People are dying in Venezuela, at greater numbers every day.  Not because they are not diagnosed in time, not because doctors don’t want or don’t know how to help them and definitely not thanks to Uncle Sam; but simply because the entire health system has collapsed, leaving hospitals without medication, or even doctors to administer them.

This is not the work of David Rockefeller, but the consequence of two decades of economic absurdity and ideological mumbo jumbo.

People are dying in Venezuela, at greater numbers every day simply because the entire health system has collapsed.

When patients’ relatives must walk dozens of pharmacies, pay hundreds of thousands bolívares for imported drugs, long extinct from public hospitals, or in the worst cases, see their loved ones die; they point the fingers at Miraflores and the Cuartel de la Montaña, not Wall St.

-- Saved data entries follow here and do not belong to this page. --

PR #64, opened 2017-10-25
Make the admin commands less buggy slightly

perryprog:
10/10 commit message


arfie:
Looks great! Don't forget to update the changelog.

tor/core/inbox.py
```diff
@@ -57,15 +57,14 @@ def check_inbox(config):
         if 'reload' in item.subject.lower():
             item.mark_read()
             reload_config(item, config)
-            item.reply(
-                'Config reloaded!'
-            )
```
TheLonelyGhost: Yeah, we probably should be replying that it was reloaded if it wasn't (e.g., non-authorized user DM's the command)

tor/core/inbox.py
```diff
@@ -57,15 +57,14 @@ def check_inbox(config):
...
+
             continue
         if 'update' in item.subject.lower():
             item.mark_read()
             update_and_restart(item, config)
             # there's no reason to do anything else here because the process
             # will terminate and respawn
+            # ok so that doesn't actually happen so ignore that
```
TheLonelyGhost: Not sure the point of this comment. Honestly, since the update and restart item isn't working anyway, we should probably just remove this section entirely, but that's an issue for another time.

I might suggest here that we change the wording of the original comment rather than tack on more comments at the end refuting prior ones.

itsthejoker: I'm with @TheLonelyGhost on this one -- since it's not part of the PR, let's remove the comment and leave for later.

TheLonelyGhost:
(Also ignore the status checks, we're still experimenting with the services and configurations)

itsthejoker:
Along with what @arfie said about updating the changelog, please increment tor.__init__.py by one bugfix release (`3.1.0` --> `3.1.1`)

perryprog:
Got it, writing commit right now.

perryprog:
done

perryprog:
also about ci tools and all of that, I would recommend Travis, code beat, and codacy. I don't really like codeclimate too much. (no reason why)

CHANGELOG.md
```diff
@@ -8,6 +8,9 @@ means we will never make a backwards-incompatible change within a major version
 - Guard every comment reply in case it gets deleted
 - Prunes unneeded dependencies from before tor_core extraction
 
+## v3.1.1 (2017-10-15)
```
arfie: Should be 2017-10-25, actually

perryprog: Freaking dates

Dr. Caporale however, got one thing right: prevention really is the best way to treat a disease. Too bad the government decided to substitute our 50 years old primary attention network for the white elephant known as Barrio Adentro. Last year’s diphtheria outbreak could have been effectively prevented had we had enough vaccines to respond to the first few cases, for example.

Health is a constitutional right, and it’s the State’s obligation to guarantee it (here, let me Google that for you. It’s article 83). I’m sure Dr. Caporale, like every physician, knows that the only way to effectively cure disease is to treat its cause, and the cause of our disease is definitely not capitalism.

So how about we get a serious therapeutic plan in place once and for all?